ClickhouseHighNetworkTraffic #
Network traffic is unusually high, may affect cluster performance.
Alert Rule
alert: ClickhouseHighNetworkTraffic
annotations:
description: |-
Network traffic is unusually high, may affect cluster performance.
VALUE = {{ $value }}
LABELS = {{ $labels }}
runbook: https://srerun.github.io/prometheus-alerts/runbooks/clickhouse-internal/clickhousehighnetworktraffic/
summary: ClickHouse High Network Traffic (instance {{ $labels.instance }})
expr: ClickHouseMetrics_NetworkSend > 250 or ClickHouseMetrics_NetworkReceive > 250
for: 5m
labels:
severity: warning
Meaning #
The ClickhouseHighNetworkTraffic alert is triggered when the ClickHouse instance is experiencing unusually high network traffic, with either the send or receive rates exceeding 250 bytes per second. This alert indicates a potential performance issue that may impact the overall cluster performance.
Impact #
If left unaddressed, high network traffic can lead to:
- Slow query performance
- Increased latency
- Decreased cluster responsiveness
- Potential out-of-memory errors
- Impaired data ingestion and processing capabilities
Diagnosis #
To diagnose the root cause of the high network traffic, perform the following steps:
- Check ClickHouse logs: Review the ClickHouse logs to identify any errors, warnings, or unusual patterns that may be contributing to the high network traffic.
- Analyze query patterns: Use the ClickHouse query log to identify any resource-intensive or long-running queries that may be causing the high network traffic.
- Investigate data ingestion: Check the data ingestion pipeline to ensure that it is functioning correctly and not overwhelming the ClickHouse instance with high volumes of data.
- Verify network configuration: Confirm that the network configuration is correctly set up and not causing any bottlenecks or connectivity issues.

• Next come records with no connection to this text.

PR #4852, opened 2020-08-06
MONGOID-4957 Allows nested conflicts on update

vsevolod:
Sometimes we have conflicts inside conflicts modifiers. It returns this error
```bash
  Failure/Error: expect { a.save }.not_to raise_error
       expected no Exception, got #<Mongo::Error::OperationFailure: Updating the path 'bs' would create a conflict at 'bs' (40) (on 127.0.0.1:27017, legacy retry, attempt 1)> with backtrace: ...
```

This patch replaces conflicts to an instance of Modifiers class, so we can use nested conflicts.


johnnyshields:
This spec is a regression going from 3.1 to 7.0. I am not sure about 4.x, 5.x, and 6.x.

spec/mongoid/atomic/modifiers_spec.rb
```diff
@@ -342,6 +342,36 @@
...
+          it "adds conflicts to the conflicts hash" do
+            expect(modifiers).to eq(
+              { "$push" => {
+                "addresses.0.locations" => { '$each' => [{ "street" => "Bond St" }] } },
+                conflicts: { "$push" =>
+                  { "addresses" => { '$each' => [
+                      { "street" => "Oxford St" }
+                    ] }
+                  },
+                  conflicts: { "$push" =>
```
p-mongo, line 364: I don't think I understand this. Why are conflicts nested?

vsevolod: We have three changes for one association `addresses`:
1. `{ "addresses" => { "street" => "Oxford St" } }`
2. `{ "addresses.0.locations" => { "street" => "Bond St" } }`
3. `{ "addresses.0.locations" => { "number" => "164" } }`
It can't be completed into one query, so in modifiers, we have `:conflict` key, which make the different request. But 2 and 3 changes can't complete into one query too. That's why we use nested conflicts and make the third request. I think this is a very rare case, but anyway.

p-mongo: The argument to $each is an array, so I think I expect that that array should include all required attribute sets in it.

johnnyshields: Why couldn't we do instead:

```
                conflicts: { "$push" =>
                  { "addresses" => { '$each' => [
                      { "street" => "Oxford St" }
                    ] },
                    "addresses.0.locations" => { "$each" => [
                        { "number" => "164" }
                      ] }
                    }
                  }
```

Wouldn't this be equivalent?

vsevolod: ok. I relied on this case:
```yaml
{
  "$set"=>
    {"u_at"=>2020-08-16 11:33:09.161392083 UTC,
    "bs.0.u_at"=>2020-08-16 11:33:09.16102952 UTC},
  :conflicts=>
    {"$push"=>
      {"bs.0.cs"=>
        {"$each"=>
          [{"_id"=>BSON::ObjectId('5f39192143c23478de24298e'),
            "c_name"=>"C Name",
            "u_at"=>2020-08-16 11:33:09.160779392 UTC,
            "c_at"=>2020-08-16 11:33:09.160779392 UTC}]},
      "bs"=>
        {"$each"=>
          [{"_id"=>BSON::ObjectId('5f39191043c23478de24298d'),
            "b_name"=>"New B Name",
            "u_at"=>2020-08-16 11:33:09.161229624 UTC,
            "c_at"=>2020-08-16 11:33:09.161229624 UTC}]}}}}
```
There is one `set` and two different `push`. They can't combine into one query. That's why we need to use three requests to complete w/o any errors.
The current test case is forced. I can change `modifiers.push(nested2)` to `modifiers.set(nested2)`. It will be more natural

johnnyshields: @p see test case here: https://github.com/mongodb/mongoid/pull/4866. This should more clearly illustrate the problem.

johnnyshields:
This can be closed in favor of #4866

vsevolod:
This PR will fix the issue https://github.com/mongodb/mongoid/pull/4866

PR #4857, opened 2020-08-13
MONGOID-4969 Remove unnecesary checks

vsevolod:


p-mongo:
@vsevolod Can you please describe the change that this PR is proposing?

johnnyshields:
@p-mongo this is a 4x performance improvement on large documents: https://gist.github.com/vsevolod/28055a93f3ec2539f2582b2c91420990

The dynamic attributes logic being removed here appears to serve no meaningful purpose. It looks like possibly a holdover from earlier Mongoid versions. The `clone_document` method will still include all dynamic attributes so long as they have a setter defined in the document class.

p-mongo:
The
```
Foo.new(attrs)
```

pattern is well established. Changing that to `Foo.new` and individual attribute setting seems like a clear BC break to me. Plus, setting attributes individually may run into practical problems in case several of them need to be processed together for whatever reason by the application.

p-mongo:
I would also like to see a more detailed breakdown of where the time is going as well as actual benchmarks (including source code). For example, the `update!` call may be replaced with `[]=` which potentially would eliminate one hash construction per key.

p-mongo:
I see that the ticket references the benchmark, which is https://gist.github.com/vsevolod/28055a93f3ec2539f2582b2c91420990.

johnnyshields:
@p-mongo what work remains before this can be merged?

p-mongo:
The compatibility concern I mentioned a few comments up needs to be addressed.

johnnyshields:
@p-mongo `Foo.new(attrs)` comes from `ActiveModel::AttributeAssignment`. If you read the code, you see that it uses public method setters under-the-hood. Because our code uses both public method setters and attribute hash assignment, it covers 100% of what `ActiveModel` does as far as setting attributes is concerned.

p-mongo:
I tested the behavior in question in https://github.com/p-mongo/tests/blob/master/mongoid-4969-bench/construct.rb and this PR changes the behavior.

p-mongo:
I made two changes that improve clone efficiency without changing behavior in https://github.com/mongodb/mongoid/pull/4901, also adding tests for current constructor invocation behavior. These changes improve performance by 33%. This PR improves performance by 100% per the referenced benchmark (not the claimed 4x as far as I can see) but changes behavior.

The original motivation for this PR, as I understand it, was support for protected attributes. I commented on how this may be addressed in the future in https://jira.mongodb.org/browse/MONGOID-4969?focusedCommentId=3456981&page=com.atlassian.jira.plugin.system.issuetabpanels:comment-tabpanel#comment-3456981.

p-mongo:
Closing per previous comment.

PR #4858, opened 2020-08-13
MONGOID-4522 add tests for #any? not retrieving entire result set, like #exists?

p-mongo:


p-mongo:
https://jira.mongodb.org/browse/MONGOID-4522

PR #4865, opened 2020-08-21
MONGOID-4977 Use recent driver APIs in Mongoid QueryCache for compatibility with sessions & modern retryable reads

mdehoog:
https://jira.mongodb.org/browse/MONGOID-4977

The current `Mongoid::QueryCache::View.each` method is in sync with `Mongo::Collection::View::Iterable` from [5 years ago](https://github.com/mongodb/mongo-ruby-driver/commit/2df954f609d0d29b517a27784e0408894e39466b).

Since then, `Iterable` has been updated with a number of new features:
 - `close_query` [support](https://github.com/mongodb/mongo-ruby-driver/commit/e7dce35c2e66a24a954659de433db560abf23e6b)
 - `sessions` [support](https://github.com/mongodb/mongo-ruby-driver/commit/9769cbeea128c5d77e243486306f255cfa543aa7)
 - [support](https://github.com/mongodb/mongo-ruby-driver/commit/fc8d2e9af4907d0a6786d096bf9df3bcf7a7da38) for `write?` or `out?` queries

The primary issue with this is that any queries through the query cache don't utilize sessions. This PR is designed to update the query cache implementation to match the current implementation of `Mongo::Collection::View::Iterable` (see https://github.com/mongodb/mongo-ruby-driver/blob/v2.12.1/lib/mongo/collection/view/iterable.rb#L37-L56).

It adds support for:
 - the `write?` check (skips the query cache)
 - storing the cursor in `@cursor` for `close_query` support
 - calling `client.get_session` and passing the session to `read_with_retry`, `send_initial_query`, and the `CachedCursor` object

Secondly, `Mongoid::QueryCache::CachedCursor.process` has been changed to delegate to the super method in `Mongo::Cursor.process`, which picks up a bunch of changes, most importantly ending the implicit session.

### DIFF
--- a/spec/mongoid/query_cache_spec.rb
+++ b/spec/mongoid/query_cache_spec.rb
@@ -2,6 +2,7 @@
 # encoding: utf-8
 
 require "spec_helper"
+require "support/session_registry" 
 
 describe Mongoid::QueryCache do
 
--- a/spec/mongoid/query_cache_spec.rb
+++ b/spec/mongoid/query_cache_spec.rb
@@ -10,6 +10,16 @@ describe Mongoid::QueryCache do
     Mongoid::QueryCache.cache { spec.run }
   end
 
+  before(:all) do
+    # It is likely that there are other session leaks in the driver
+    # and/or Mongoid that are unrelated to the query cache. Clear the
+    # SessionRegistry at the start of these tests in order to detect leaks that
+    # occur only within the scope of these tests.
+    #
+    # Other session leaks will be detected and addressed as part of RUBY-2391.
+    SessionRegistry.instance.clear_registry
+  end
+
   before do
     SessionRegistry.instance.verify_sessions_ended!
   end
--- a/spec/mongoid/query_cache_spec.rb
+++ b/spec/mongoid/query_cache_spec.rb
@@ -2,7 +2,6 @@
 # encoding: utf-8
 
 require "spec_helper"
-require "support/session_registry" 
 
 describe Mongoid::QueryCache do
 
@@ -21,7 +20,7 @@ describe Mongoid::QueryCache do
     SessionRegistry.instance.clear_registry
   end
 
-  before do
+  after do
     SessionRegistry.instance.verify_sessions_ended!
   end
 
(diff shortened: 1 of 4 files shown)


mdehoog:
This fix still has a bug with cursor `GetMore` operations:
```
vendor/bundle/ruby/2.6.0/gems/mongo-2.12.1/lib/mongo/cursor.rb:152:in `each': Cannot restart iteration of a cursor which issued a getMore
```
Will look a bit deeper when I get a chance

egiurleo:
@mdehoog This is a known issue -- I will make that fix in a follow-up PR.

egiurleo:
@mdehoog @p-mongo I added session leak detection to the query cache tests and fixed another leak as a result. Let me know what you think.

I will be addressing the "Cannot restart iteration of a cursor which issued a getMore" as a separate PR (see MONGOID-4978).

johnnyshields:
Thank you all for work on this 👍

spec/mongoid/query_cache_spec.rb
```diff
@@ -2,6 +2,7 @@
 # encoding: utf-8
 
 require "spec_helper"
+require "support/session_registry"
```
p-mongo, line 5: This shouldn't be needed if spec helper is required?

spec/mongoid/query_cache_spec.rb
```diff
@@ -10,6 +11,20 @@
...
+    # It is likely that there are other session leaks in the driver
+    # and/or Mongoid that are unrelated to the query cache. Clear the
+    # SessionRegistry at the start of these tests in order to detect leaks that
+    # occur only within the scope of these tests.
+    #
+    # Other session leaks will be detected and addressed as part of RUBY-2391.
+    SessionRegistry.instance.clear_registry
+  end
+
+  before do
```
p-mongo, line 24: Shouldn't this be `after` ?

spec/mongoid/query_cache_spec.rb
egiurleo: Yup, good catch!

spec/mongoid/query_cache_spec.rb
egiurleo: Also a good catch! I think I was having trouble running it in an after block at some point, so I switched it and then never switched it back. It works now though.

p-mongo (approved):

PR #4866, opened 2020-08-26
Fix for MONGOID-4957

johnnyshields:
After further investigation, the problem with MONGOID-4957 is how conflicts are handled.

Currently, **conflicts can occur within conflicts**. The test case demonstrates this failure.

In order to fix this, we need to add de-confliction logic within the conflict resolution logic. The logic I've added does this in a reasonably minimal number of queries.

### DIFF
--- a/lib/mongoid/persistable/updatable.rb
+++ b/lib/mongoid/persistable/updatable.rb
@@ -137,11 +137,13 @@ module Mongoid
             coll = collection(_root)
             selector = atomic_selector
             coll.find(selector).update_one(positionally(selector, updates), session: _session)
+
+            # This causes the issue
             conflicts.each_pair do |key, value|
               coll.find(selector).update_one(positionally(selector, { key => value }), session: _session)
             end
 
-            # This code will fix the issue
+            # This code will fix the issue (replace above)
             # conflicts.each_pair do |modifier, values|
             #   inner_conflicts = values.group_by {|key, _| key.split(".", 2)[0] }.values
             #   while batch = inner_conflicts.map(&:pop).compact.to_h.presence
--- a/lib/mongoid/persistable/updatable.rb
+++ b/lib/mongoid/persistable/updatable.rb
@@ -140,6 +140,14 @@ module Mongoid
             conflicts.each_pair do |key, value|
               coll.find(selector).update_one(positionally(selector, { key => value }), session: _session)
             end
+
+            # This code will fix the issue
+            # conflicts.each_pair do |modifier, values|
+            #   inner_conflicts = values.group_by {|key, _| key.split(".", 2)[0] }.values
+            #   while batch = inner_conflicts.map(&:pop).compact.to_h.presence
+            #     coll.find(selector).update_one(positionally(selector, { modifier => batch }), session: _session)
+            #   end
+            # end
           end
         end
       end
--- a/spec/mongoid/persistable/savable_spec.rb
+++ b/spec/mongoid/persistable/savable_spec.rb
@@ -263,37 +263,8 @@ describe Mongoid::Persistable::Savable do
         let!(:crate) { truck.crates.create!(volume: 0.4) }
 
         it 'persists the new documents' do
-          expect(truck.crates.size).to eq 1
-          expect(truck.crates[0].volume).to eq 0.4
-          expect(truck.crates[0].toys.size).to eq 0
-
           truck.crates.first.toys.build(name: "Teddy bear")
           truck.crates.build(volume: 0.8)
-
-          # The following is equivalent to the two lines above:
-          #
-          # truck.crates_attributes = {
-          #   '0' => {
-          #     "toys_attributes" => {
-          #       "0" => {
-          #         "name" => "Teddy bear"
-          #       }
-          #     },
-          #     "id" => crate.id.to_s
-          #   },
-          #   "1" => {
-          #     "volume" => 0.8
-          #   }
-          # }
-
-          expect(truck.crates.size).to eq 2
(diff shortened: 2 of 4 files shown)


johnnyshields:
I've tested this same case on Mongoid 3.1.7. Interestingly, it registers conflicts as well, however `#save` method returns true and the *results are not actually saved*. This indicates that perhaps this was failing silently before and no one noticed it.

johnnyshields:
OK, I think I'm close to figuring this out.

If I have 2+ levels of nesting, i.e. A > B > C, it is impossible to do combined `$push` and/or `$set` operations which create a new B and a new C at the same time. They need to be done as a series of separate operations. More to come.

johnnyshields:
@p please look at this fix

p-mongo:
I added several tests covering deep nested attribute assignment in https://github.com/mongodb/mongoid/pull/4868 after simplifying the models you've proposed to remove pieces not relevant to attribute assignment (timestamps, association polymorphism and callback cascading). No changes to Mongoid code were needed for these tests to pass.

In particular, the test proposed in this PR is now in Mongoid and passes.

If your issue is not resolved on master please rebase this PR on master and add new tests as appropriate.

johnnyshields:
I've rebased this PR. @p-mongo in #4868 you removed timestamps and `cascade_callbacks`  which gave you a false positive. Please check again.

p-mongo:
I added the tests in https://github.com/mongodb/mongoid/pull/4873.

For the fix, I believe the correct fix is to move some of the operations from conflicts to the first update (which is possible in the examples added in https://github.com/mongodb/mongoid/pull/4873) rather than issuing additional writes as this PR proposes.

johnnyshields:
@p-mongo I think we should do **both** approaches:
1. move some of the operations from conflicts to the first update
2. add my conflict management logic.

The failure is fundamentally coming from the DB. Even if you can fix this particular test case, I will make another even more complex test case that will fail without #2.

Let me explain a bit better what this PR does. Supposing I have the following conflicts:

```
1. crates.0.updated_at
2. crates.0.toys.0.name
3. crates.0.toys.1.name
4. dogs.0.name
5. dogs.0.bones.0.color
6. foo
7. bar
```

Currently, all conflicts are being attempted to be sent at once, however, 1+2+3 conflict and 4+5 conflict. My logic groups them into the smallest number of batches possible to send:

```
Batch 1: [
crates.0.updated_at
dogs.0.name
foo
bar
]

Batch 2: [
crates.0.toys.0.name
dogs.0.bones.0.color
]

Batch 3: [
crates.0.toys.1.name
]
```

johnnyshields:
Here is another way to visualize this:
image

p-mongo:
I don't see what is conflicting about those updates at all, and I expect them all to be sent in the same query.

johnnyshields:
The problem is that the DB rejects them. Please experiment with it, you'll see the same thing.

p-mongo:
You haven't provided complete queries, what you expect me to test?

p-mongo:
```
client = Mongo::Client.new(['localhost:14440'])
client['foo'].delete_many
client['foo'].insert_one({})
client['foo'].update_one({},
'$set' => %w(
crates.0.updated_at
crates.0.toys.0.name
crates.0.toys.1.name
dogs.0.name
dogs.0.bones.0.color
foo
bar
).map do |s|
[s, 1]
end.to_h
)
client['foo'].find.first

# => {"_id"=>BSON::ObjectId('5f4c767a2c97a6228afed3e3'), "bar"=>1, "crates"=>{"0"=>{"toys"=>{"0"=>{"name"=>1}, "1"=>{"name"=>1}}, "updated_at"=>1}}, "dogs"=>{"0"=>{"bones"=>{"0"=>{"color"=>1}}, "name"=>1}}, "foo"=>1}
```

johnnyshields:
I'm sorry, I meant test on the **test case in the PR.** The above comment was just a conceptual example, not an actual test case.

johnnyshields:
By the way, I think the issue is with `push`, not `set`. It could be that the logic I'm proposing here is only needed for `push`, I'm not sure.

p-mongo:
The test cases in this PR were merged  in https://github.com/mongodb/mongoid/pull/4873. If you believe there are additional cases that should be tested, please rebase this PR on master and add them.

johnnyshields:
@p-mongo I already did. This PR is rebased. I force-pushed to it.

Please see this diff:
https://github.com/mongodb/mongoid/pull/4866/files

p-mongo:
As I mentioned in the previous comment I already incorporated these tests into Mongoid.

johnnyshields:
No, you did not. Read the [diff](https://github.com/mongodb/mongoid/pull/4866/files) carefully please.

```
# spec/support/models/crate.rb 
  include Mongoid::Timestamps::Short
```

```
# spec/support/models/vehicle.rb 
  embeds_many :crates	  embeds_many :crates, cascade_callbacks: true
```

These lines are what causes the issue.

johnnyshields:
Ah ok, you made a second PR. I see. Well, I'm not sure about that one. Can you please refer to the specs I have here?

johnnyshields:
OK, from your most recently-merged PR it appears you are reproducing the issue correctly.

Again, I think the issue is with how conflicts are handled, and I suggest the fix in this PR. Please try applying my fix and see if it resolves your pending issues (of course, it won't prevent conflicts, but it allows models to be saved when they are conflicted).

p-mongo:
I referenced this PR from https://jira.mongodb.org/browse/MONGOID-4982 so that we can refer to it when we are working on this issue.

PR #4867, opened 2020-08-26
Improve Mongoid::Atomic::Modifiers#push_conflict? regex

johnnyshields:
Currently, Mongoid::Atomic::Modifiers#push_conflict? has a regex which is too loose. The regex should match exactly the first segment of a key.

addresses <--> addresses.0.street should match
addresses <--> dresses should not match


johnnyshields:
Closing in favor of PR #4869

PR #4872, opened 2020-08-29
rectified email link under credit section

nitish-awasthi:
Under credits section-
Email link-**durran at gmail dot com** _changed to_ **<durran@gmail.com>**


egiurleo:
Hi, @nitish-awasthi! The email is actually formatted intentionally to prevent scraping (as much as possible haha), so I'm going to leave it as is. Thank you for the contribution, though!

PR #4873, opened 2020-08-30
Failing tests for MONGOID-4982 Cannot update a field on embedded association member, add another mem...

p-mongo:
ber and add a nested association to the first member in the same save call


p-mongo:
https://jira.mongodb.org/browse/MONGOID-4982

- Check for resource shortages: Verify that the ClickHouse instance has sufficient resources (CPU, memory, disk space) to handle the current workload.
Mitigation #
To mitigate the high network traffic, perform the following steps:
- Optimize queries: Optimize resource-intensive queries to reduce their impact on the network traffic.
- Implement query throttling: Throttle queries to prevent excessive resource usage and reduce network traffic.
- Adjust data ingestion rates: Adjust the data ingestion rate to prevent overwhelming the ClickHouse instance with high volumes of data.
- Upgrade instance resources: Consider upgrading the ClickHouse instance resources (CPU, memory, disk space) to better handle the current workload.
- Implement traffic shaping: Consider implementing traffic shaping or quality of service (QoS) policies to prioritize critical traffic and reduce the impact of high network traffic.